Urban hromada in Volyn Oblast, Ukraine

Kovel urban territorial hromada (Ковельська міська територіальна громада) is one of the hromadas of Ukraine, located in Kovel Raion in the north-western Volyn Oblast. Its administrative centre is the city of Kovel.

Kovel urban hromada has an area of 311.1 km2. It also has a population of 74,925 (as of 2023).

== Composition ==
In addition to one city (Kovel), the hromada includes 14 villages:

- Bilyn
- Dorotyshche
- Hishyn
- Horodylets
- Klevetsk
- Kolodnytsia
- Lapni
- Liubche
- Ruzhyn
- Toikut
- Volia
- Volia-Kovelska
- Zarichchia
- Zelena

== Geographic characteristics ==
Kovelsky urban hromada is located on the Polesian Lowland in Volyn Polissya. The relief of the district is flat, partly lowland, covered with pine and oak forests.

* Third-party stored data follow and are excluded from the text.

PR #1929, opened 2022-09-09
Add ecoflow to latest

Newan:


Apollon77:
RE-CHECK!

GermanBluefox:
## Automated adapter checker

### [ioBroker.ecoflow](https://github.com/Newan/ioBroker.ecoflow)
[Downloads](https://www.npmjs.com/package/iobroker.ecoflow) Number of Installations (latest) 
[NPM](https://nodei.co/npm/iobroker.ecoflow/)

:thumbsup: No errors found
- [ ] :eyes: [W400] Cannot find "ecoflow" in latest repository


Apollon77:
Hi,

thank you for your submission and here are some review comments:
* It seems that some states are incorrectly defined, see your testing results: https://github.com/Newan/ioBroker.ecoflow/actions/runs/3013617524/jobs/4842974462#step:2:520 ... you should set "def" values matching the defined datatype :-)
* makes it sense to encrypt the secretkey? Can be handled automatically ... just defined as nativeEncrypted (see best practices)
* please also create channels (info/status) for your static objects
* i think you have a bnad typo in your deps ... https://github.com/Newan/ioBroker.ecoflow/blob/main/package.json#L20 ... this should be "axios" or? ;-)
* The release script will not work as it is right now because when using v3 syou need another plugin dep and a config file. see the v3 changelog off release script
* you should set a timeout for the external communication which is always lower then your interval (or not use an interval at all - see best practices, but also then a timeout is a good idea)

Thank you for checking and adjusting,

Ingo

Newan:
fixed

Newan:
> Re-Review done. Please release the new version :-) Then I can merge.

New Version released

PR #1941, opened 2022-09-12
add yahoo-stock-market to latest

Newan:


Apollon77:
RE-CHECK!

Apollon77:
Hi,

release comments incoming :-)
* please elete .commitinfo ( seems from an unsuscessfull release)
* add the release script plugins and config for 3.x - seems that you upgraded the release script dep and did not checked major changes
* you can not clear the timeout from https://github.com/Newan/ioBroker.yahoo-stock-market/blob/main/src/main.ts#L74 how you do it ... just make a normal setTimeout and not that promise stuff in this place because it also makes no sense
* There are jsonconfig types that offer a "toast" like entering of multiple values and you get it as array or comma separated ... but easier for user then a normal "text". maybe check that out.

Please check and adjust the comments

Ingo

Newan:
@Apollon77  Thanks for the feedback.

- "add the release script plugins and config for 3.x - seems that you upgraded the release script dep and did not checked major changes" -> ok i use the adapter creator and then the release script. this failed wih the currentversion, so i musst update. so please update this too.
https://github.com/ioBroker/create-adapter/issues/824

- "There are jsonconfig types that offer a "toast" like entering of multiple values and you get it as array or comma separated ... but easier for user then a normal "text". maybe check that out." -> Please give me a hint. I only know this .. but no "toast":  https://github.com/ioBroker/ioBroker.admin/blob/master/src-rx/src/components/JsonConfigComponent/SCHEMA.md

Apollon77:
to 2.) sorry I used wrong word ... meaned "chips" (can be found in jsonconfig schema

Newan:
fixed

Newan:
ok the timeout option in the yahoo lib is on TODO:   [timeout?: number; // TODO](https://github.com/gadicc/node-yahoo-finance2/blob/55298986e92de3f91f783324fd8919745a6c6e8e/src/lib/queue.ts#L11)

new release online

PR #1951, opened 2022-09-26
Update tonew stable version

BenAhrdt:
Updating operating-hours to 0.0.15

=> Automatic reset implemented


Apollon77:
From where do you know that this version is "stable"? Normally we require stable to have at least some installations or time passed by, so that you can be sure to not have a broken version.

In special cases on very important bugfixes we allow faster stable update ... But this seems not the ase here, or?

BenAhrdt:
OK, i have checked it.
also it is possible to set it to latest.

BenAhrdt:
OK, so tomorrow the user can install beta. wright?

BenAhrdt:
i closed this pR because i will check it with testers in Beta and maby do some changes

PR #1955, opened 2022-10-02
Bosch Smart Home Bridge Adapter stable 0.2.0

holomekc:
Bosch Smart Home Bridge Adapter stable 0.2.0


Apollon77:
0.2.0 is from 6h ago ... really to stable that fast? I think it can not be proofed that fast by users or?

holomekc:
Hi no there was not enough time. I thought you also need time to check changes. If this is not the approach I will create the pr later the next time.

Apollon77:
The adapter is only reviewed in very first latest additionl ... after that not (with >500 adapters this would never be manageable!). So normally stable PRs are just merged ... sometimes I also check since when the version is online ... ;-)

holomekc:
I see it is fine. Is it ok if I comment here when I get some feedback or recreate the pr?

holomekc:
Ah and maybe one thing. I was not sure regarding the admin changes. It works fine but the example confused me, because I could really see which files I need.

Apollon77:
We can leave open and you comment in some days ...

What admin changes you mean? Please send links rto the relevant commits

holomekc:
Basically those two:
https://github.com/holomekc/ioBroker.bshb/commit/d954fd424dc06ce6cc6ffa87e24f780c1b2f4753
https://github.com/holomekc/ioBroker.bshb/commit/ddaae4e1a6df4b4b91503f8a2b949c094f5d152b

Not sure how the approach is even named, but basically create the admin ui from a json file.

Apollon77:
In general (rought view over it) looks ok. in fact I ssume you tested that config works. But nowyou only have jsonconfig, correct? Then you need to add to io-packge.sjon an "common.globalDependencies" section with admin >= 5.0.0 as dependency because your adapter can only be configured with admin 5+

holomekc:
Thank you. I updated the file.

PR #1961, opened 2022-10-07
New version of adapter Growatt 2.0.0

PLCHome:


Apollon77:
Hm ... a new major version after <1 day as stable? Is the version stable proofed? Or is it needed because of old version is not working anymore? Normally stable after 1-2 weeks of latest or significant installation numbers without reported issues

PLCHome:
No it's not that important. I was asked about the function. The critical part of the adapter had not changed. Now you can make a few settings in the firmware of the device, which is why I upgraded the version. The functionality has been available for some time and has been tested in the API. So I'm pretty sure it won't cause any problems.

Apollon77:
So you reopen it in some days?

PR #1963, opened 2022-10-08
Bump Adapter nibeuplink to 1.2.1

sebilm:


Apollon77:
How logn this version is out? Iassume reletiavely short, or?

Stable updates we do normally after several days in latest withour reported issues and some installations. normally after 15 days.
We can be faster if there is a need like an important bugfix or such fpr it.

Is it that way here?

sebilm:
I changed very little code and mainly updated dependencies. Also added support for Node 18. And that's what someone asked for 4 days ago. So I thought it would be no problem to declare the version stable after one week. I have also tested with Node 14, 16 and 18 myself and also still with JS Controller 3.3.23.

PR #1973, opened 2022-10-13
Add new version of iobroker.apcups

XHunter74:


Apollon77:
Really a new stable version 1h after release ;-) Normally stable versions stay in latest untill thes are proofed some days by users and got some installations ... or is that an important bugfix?

XHunter74:
Just bug fixing that should not impact functionality.

Apollon77:
Ok I merge now, but in the future please give new versions some days in Beta/Latest before pushing to stable ( and you do not wanna hear all own/other stories how "should not" can be wrong ;-)

XHunter74:
Ok, this moment of publishing flow was not clear to me.

PR #1974, opened 2022-10-13
added alternative pjlink

Bannsaenger:


Apollon77:
RE-CHECK!

Bannsaenger:
die Warning [W145] Each "common.news" should be translated into all supported languages (en, de, ru, pt, nl, fr, it, es, pl, zh-cn)
ist wohl nicht mehr richtig. Das translate script übersetzt auch in ukrainisch. Die common.news hat jetzt 11 Sprachen.

Apollon77:
jupp, Known, so ignore

Apollon77:
Hi,

here are my review comments:
* a default value for a password makes no sens if you use automatic encryption because then your default one will be decrypted - rendering it to glibberish ...
* Whats that? https://github.com/Bannsaenger/ioBroker.pjlink/blob/main/main.js#L242 (and many more places) setTimeout shoukd only return a "Number" ... calling "refresh" on it does what?
* Please make sure to clear all timeouts in unload ... I think at least one is missing.

Bannsaenger:
Ok,

- default password is removed
- i changed all timeouts to intervalls. All are cleared on unload
- the setTimeout return a timer object. Calling refresh on it restarts the time. But it is now obsolete.

i hope this meets the needs

Apollon77:
All good and fine. Welceome in the repo

PS: Thank you for the "refresh" info ... Didn't know that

Kovelsky urban hromada has reserves of silt, sapropel, peat.

The climate of the region is moderately continental: winter is mild, with unstable frosts; summer is warm, not hot. Most often, comfortable weather is observed in the summer months. The formation of stable snow cover is noted in the second decade of December. The average height of the snow cover can reach 10 cm.

The rivers Turia (Prypiat basin) flow through the urban hromada. A reservoir has been built in the city of Kovel on the Turia River.

The soils are mainly sod-podzolic.

The structure of the forests is dominated by coniferous species of trees. Logging is developed in the region. Kovel forests are rich in mushrooms and berries. Among the mushrooms, chanterelles, tricholoma equestre, suillus luteus, armillaria mellea, russula, and porcini mushrooms predominate. The most common berries are blueberries, raspberries, and blackberries.

Among the animals of the forests of the region, the most typical are moose, roe deer, wild boar, badger, fox, marten, otter, wolf, hare - brown hare, muskrat, and ferret. Among the birds, there are black grouse, capercaillie, and hazel grouse. Migratory routes of birds run through the territory of the region. Carp, crucian carp, pike, bream, and catfish are common in the rivers and lakes of the region.

== Transport ==
A number of important transport corridors pass through the district, including the European highways E85 and E373, the railway runs towards Chełm, Lviv and Brest.